**Task details:**
Among the records that follow, set down only the lines from the one containing "## Other Changes" to the one containing "- I had to change", both included, exactly.

**Provided information:**
Issue #61, opened 2023-05-12
Make token-tracking work more like a receipt


tarasglek:
This is related to https://github.com/tarasglek/chatcraft.org/issues/59 should make token-tracking function more like a receipt that tells you how much it cost to generate the message near the model details.

This will be more useful once we add claude. 

Furthermore current token-tracking is misleading:
* it's undercounting as it simplify reflects cost if all currently visible messages were produced by gpt. Instead it should be updated every time we get a response back and stored in local storage.
* It's overcounting gpt-4 price by not differentiating different input/output costs

tarasglek:
Found this code to track token usage. This is also the key to tracing langchain agents. https://github.com/hwchase17/langchainjs/issues/1079#issuecomment-1532315417

humphd:
Started to look into this, but ran into https://github.com/hwchase17/langchainjs/issues/1682

PR #76, opened 2023-05-31
Add IndexedDB database backend, routing, search, sharing sidebar

### LINKED ISSUE #13: Better storage for messages

### LINKED ISSUE #34: TODO: Share/save/project functionality
Sometimes I can write whole files using chatcraft. Ideally i'd leave a link to convo that generated them at top of the file.

* Going to that link should restore conversation as it was. perhaps link is a hash of conversation stored in s3?
* convo should also have a human-written description of what the convo is about..gpt could prefill it.
* Restoring basically prefills current msg history
   - should prompt on whether to erase current history?
   - perhaps we should have explicit support for named conversations..where importing a convo would create a new convo "imported blabla" which could be renamed

Another interesting approach is to make a comment that summarizes the prompts needed to recreate the file.  This can be done by deleting all the responses, example:
image
This is cool as it doesn't depend on chatcraft, any gpt implementation could reimplement similar code from such prompts.

### LINKED ISSUE #42: ability to "fork" a chat thread
would be amazing if I could take an existing chat thread and then fork and duplicate it into a new thread so I can continue off coding a different section of an app

e.g. 

here's the codebase ...

fork1 -> code the database migrations for me
fork2 -> code the frontend for me
fork3 -> fix this bug for me

and have them all running at the same time

### LINKED ISSUE #72: UI for sharing, settings
In order to get the "sharing" stuff in, I need to rework the UI.  While I'm doing it, I'm also trying to think about other things that need to get added/moved.  Here's a concept:

Screenshot 2023-05-19 at 3 32 57 PM

In this updated UI, notice a few things:

1. I'm logged in (upper-right), showing my GitHub avatar vs. the stock one.  If I'm not logged in, it would show a generic avatar.
2. The icon to Expand the chat has been moved to the left-hand side.  On the right-hand side, 2 new buttons are added: 1) Settings; 2) Share.  Both can expose more UI to the user.  With Settings, we'd show various options to control the model, etc. and with Share we'd let you Copy, Download, or post and Share a chat.  These could either be a modal, or we could slide-up a panel that's attached to the prompt form, then slide it away again.

Another question: how important is the "Single Message Mode" checkbox?  Could it get moved into Settings?

Thoughts?

humphd:
Fixes #72
Fixes #42
Fixes #34
Fixes #13

Apologies for doing this as such a big PR, but this essentially changes the underpinnings of the whole app, which affected everything.  I'll try to discuss and demo everything, and you can ask questions on whatever isn't clear.

## Database

I'm using [Dexie](https://dexie.org/), which is built on top of IndexedDB, and provides some nice reactivity for queries.  Dexie allows for [import/export](https://dexie.org/docs/ExportImport/dexie-export-import) using a JSON format, which I've included via an `Export` button in the User Settings dialog.  This will let us move to another backend later if we decide to innovate on that part of things.  However, I don't think we're going to improve on what Dexie offers.

The database is split into two tables:

1. `chats` - this is a `ChatCraftChat` object, but the `messages` are only stored as `id`s vs. full messages
2. `messages` - this is a `ChatCraftMessage` object, but we also include the `chatid` of the chat which owns it.

I've split the `messages` out of the `chats` so that search is easier to do (i.e., I only do search on message contents).

Both `chats` and `messages` have an autogenerated [nanoid](https://www.npmjs.com/package/nanoid) `id`.  This is used in various ways, including routing.

## Routing

We used to only have a single route, `/`.  Now we have the following routes (defined in `src/router.ts`):

- `/` the default entry point, redirects to `/new` and creates a new chat by default
- `/new` creates a new chat and redirects to it
- `/c/:chatId` loads a chat by `id` from the database and displays it
- `/c/:chatId/fork/:messageId?` forks the chat at `chatId` (i.e., creates a new chat with same messages).  If a `messageId` is present, forks from that message vs. all messages (e.g., fork half-way through a chat)
- `/c/:user/:chatId` loads a shared chat over the network
- `/s?q=...` searches across all `messages` for `...` and shows results

## UI

The UI has been updated.  Here's what a chat looks like:

Screenshot 2023-05-31 at 3 36 54 PM

I can also open the sidebar to show my shared chats (I don't have any at the moment, and need to land this on prod to fully test that bit):

Screenshot 2023-05-31 at 3 37 29 PM

Notice the URL: http://localhost:5173/c/cOwwpnz-l-3TaTcoMxFDB. This shows that I'm in the chat with `id=Owwpnz-l-3TaTcoMxFDB`. If you open that same URL in another tab, the messages will be synced (i.e., they display the same live data).

Notice too that messages now have a date/time link.  The message in this view has the URL: http://localhost:5173/c/cOwwpnz-l-3TaTcoMxFDB#abUKHyapxo576etk4pSsn, which is chat `id=cOwwpnz-l-3TaTcoMxFDB` and `messageId=abUKHyapxo576etk4pSsn`. This `#messageId` hash lets me deep-link into a conversatation

As a chat grows, each `message` gets its own unique link, which I can open in a new tab, bookmark, etc:

Screenshot 2023-05-31 at 3 41 09 PM

At the bottom of the form, there are two links:

1. `New` - starts a new blank chat.  
2.  `Fork` - starts a new chat using this chat as the starting point

Both can be right-clicked to open in a new tab/window.

I can also Fork from a message in the middle of a chat using the menu:

Screenshot 2023-05-31 at 3 43 05 PM

## Search

In the Header there is now a Search form.  I can type some text and press Enter or click the Search button:

Screenshot 2023-05-31 at 3 44 25 PM

Searches look for your input text anywhere in the `message` text, across all messages in your history.  They are returned in reverse chronological order.

You can open the chat to which the message belongs by clicking on the Date/Time link.  Or you can fork a new chat from that message using the menu.

## Breaking Changes and Bugs

- This will lose the user's current chat in `localStorage`.  However, after the first load, the db will be stable.  Users can also request that the database be persisted (not deleted by browser without permission) in settings:

Screenshot 2023-05-31 at 3 48 27 PM

- The token counting is not connected to the new backend yet.  We can fix as part of #61.  We also need to remove `src/hooks/use-messages.ts`

- `App.tsx` has been renamed to `Chat.tsx`, and there is some code duplication between `Chat.tsx` and `Search.tsx` that we could clean up with React Router child routes and `<Outlet />`s.  It wasn't enough to worry about in this change.

- I need to track a setting in storage for whether or not the sidebar is default open/closed, but didn't bother yet.

- There's a slight difference between the types for what's in the database (`src/lib/db.ts`) and the `ChatCraftMessage` and `ChatCraftChat` classes.  I think I've dealt with all of it, but we could probably add some more helper methods to convert between types.  For now, this is working.

- Current shared chats are going to break, since the URL structure is different.  I think we should just empty the bucket, but if something there is important, we can manually fix.

## Other Changes

- I moved the main UI over to use CSS Grid instead of all Flexbox, and it's working a lot better.

- I've introduced a `readonly` mode to the `Chat` so that we can show a chat you don't own/have in the db (e.g., load a share). 

- I had to change a bunch of `props` to deal with passing both `messageId` and `chatId`
 
- I've made the "enter your api key" instructions less of a deal-breaker.  Right now you can't get passed them if you want to read.  Now you can.

- I added a simple summarization algorithm for the default summary we use when not invoking OpenAI to generate.  The only time we need this is for sharing.  See `src/lib/summarize.ts`.  There's probably something smarter we can do without needing an AI/model, but this works for now, and users can click `Generate` to have OpenAI write one instead.


tarasglek:
This is really good.

Thoughts:
* I would prefer to have 'new'/'fork' chat open a new window now by default. This helps reinforce the idea that old chats don't go away
* When you click new, it's not clear that chat history is retained...I would display an indicator saying "131323 saved chats" next to search box
* Not clear what share urls look like now.

Issues:
* Our message asking for key also shows the helpful assistant message above it
* search should be case-insensitive by default

PR #85, opened 2023-06-02
Going to / should redirect to most recent chat if possible

humphd:
I'm not happy with the way that the `/` route works.  Currently, it always redirects to `/new`, so you end up with lots of chats you might not want in the db.

I think this change is better: when you go to `/` it will get the most recent chat and open that.  If you want to make a new one, you opt into that manually.

See if you agree.


tarasglek:
yes, this makes more sense!

PR #90, opened 2023-06-03
Refactor functions to use JWT, cookie-based auth

humphd:
Based on our conversation about how to improve the auth situation, I've rewritten the back-end functions and front-end user/api code.  As with all auth related stuff, I need to test this fully on prod, but I'll wait to land this before getting another set of eyes on the approach. Here's what this does:

A user must authenticate with GitHub via OAuth, which is the same as before.  However, previously we would get back an `access_token` from GitHub, and we'd pass that along with the user profile info to the front-end via query params on a redirect URL.  This was problematic because the token expired in 8 hours, and we had no way to refresh it; thus the user looks logged in, but isn't.

With this change, a user authenticates with GitHub via OAuth, and we then use their profile info to create our own ChatCraft token: a JWT that we sign (I've added a new `JWT_SECRET` to the Cloudflare ENV).  We set this token in the browser's cookies instead of storing it in the client storage, and it rides along with every request to the back-end functions.

I've set the expiry for this token + cookie to 30 days (we can lower this easily, if you want).  Whenever the user interacts with the back-end API, we always refresh the token+cookie automatically, thus extending their login for another 30 days.  So if you share something once in 30 days, you will stay logged in.  Otherwise, the browser will log you out at the end of those 30 days.

On the client, I've redone the `useUser()` hook to use the cookies vs. localStorage as its backend.  Therefore, every load of the app is always going to reflect the actual login status of the user.  To accomplish this, I've decided against making the cookie HTTP-Only.  Originally I wrote it that way (and we might decide to go back to it), but because we're doing Secure + SameSite + Domain settings on the cookie as well, it's not going to get leaked.

If you want it to be HTTP-Only, I could add another endpoint to get the user's info using the secured token in their cookies.  It just requires additional network requests and re-renders to get the `user` all over the place, which kind of sucks.

Take a look through this and see if you're OK with the approach.  If so, I'll land and test/fix on prod.


tarasglek:
Your write-up makes sense. I looked at the code, but don't know enough to see anything wrong with it. Lets land it

humphd:
It looks like I need to switch to a different JWT module, since `jsonwebtoken` depends on too much stuff in node.js that isn't available in CloudFlare.

humphd:
[jose](https://github.com/panva/jose) is compatible with CloudFlare workers, so I've switched to that.  Build works again.

humphd:
The next time I have a few hours of free time, I'll land this and test/fix on prod.

humphd:
I had a thought: there's no reason to choose between allowing browser to access user info in a cookie AND securing the token in an HTTP-Only cookie, I can use 2 cookies: `id_token` (available to browser, has user info) and `access_token` (only available to server functions, can't be stolen).

This simplifies things greatly, since I can now rely on the user's `access_token` for using API endpoints, but give the React app access to the user info via the `id_token`.

Also, I can indefinitely extend the life of the cookie whenever the user hits an API endpoint without creating new tokens that can get stolen or re-used.  Good UX and better security!

I've updated the code.

tarasglek:
I'm a little confused. I see that you are returning accessToken as a cookie. Do you mean that this cookie is not available to react so can't be stolen in JS?

humphd:
OK, I broke down and wrote tests.  Apparently CloudFlare Pages Functions aren't really testable "yet...", but I was able to get coverage for a bunch of things via mocks.

humphd:
I'm going to land this and try fixing on prod.

humphd:
I had to fix a few things, but it works now!  Try logging in, look at your Cookies in Dev Tools, try Sharing, try Logging out, etc.

Issue #91, opened 2023-06-06
When sharing, login should return to the chat you were working on


tarasglek:
This one caught me by surprise. I had one old chat and a newer chat...eg if i open a new chatcraft it opens newer chat.

I then go to share older chat, it asks me to login and then returns to newer chat...i seemingly lose the older chat..luckily i could get back via search.

humphd:
Help me reproduce.

So if I go to `chatcraft.org/` right now, it takes me to the latest chat, which is https://chatcraft.org/c/zJAbsFS1ZTzY6tQI5Daki for me.

Then you are making a new chat by clicking ***New > Blank Chat...***?

Now I have https://chatcraft.org/c/d9mMqEvKTh-6eQwbAxGQY (new) and https://chatcraft.org/c/zJAbsFS1ZTzY6tQI5Daki (old).

When I open chatcraft/ again, it takes me to https://chatcraft.org/c/d9mMqEvKTh-6eQwbAxGQY (new).

That seems right to me, since https://chatcraft.org/c/d9mMqEvKTh-6eQwbAxGQY (new) is the most recent.

Maybe what we need here is to add a **Recent** list to the sidebar, which shows your last 5-10 chats above the Shared chats?

tarasglek:
made a recording..will share it once it finishes uploading

humphd:
See #93 too.

tarasglek:
see vid
https://github.com/tarasglek/chatcraft.org/assets/857083/09924153-6815-41cc-81fb-ddbd7f67ad5e

humphd:
Got, so this is about the fact that doing a login redirects back to `/` vs `/:currentId`.  That's a bug for sure, nice find.

PR #93, opened 2023-06-06
Show recent chats, allow deletes

humphd:
Part of #91

This adds **Recent Chats** to the sidebar (defaults to show previous 5, but you can click **Show More...** to load another 10, etc).

I've also added UI to let you **Delete** old chats.

The only risk I see with delete is that it means you could delete a chat you forked off, and currently I don't do a deep copy of a fork'd chat (i.e., I share the messages) so that we don't have a done of duplication in search results.

Screenshot 2023-06-06 at 12 21 17 PM

### DIFF
--- a/src/Chat/ChatBase.tsx
+++ b/src/Chat/ChatBase.tsx
@@ -3,14 +3,16 @@ import {
   Box,
   Button,
   Flex,
+  Link,
   Text,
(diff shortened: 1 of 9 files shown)


tarasglek:
merged it, need to play with it to see how it feels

**Written response:**
## Other Changes

- I moved the main UI over to use CSS Grid instead of all Flexbox, and it's working a lot better.

- I've introduced a `readonly` mode to the `Chat` so that we can show a chat you don't own/have in the db (e.g., load a share). 

- I had to change a bunch of `props` to deal with passing both `messageId` and `chatId`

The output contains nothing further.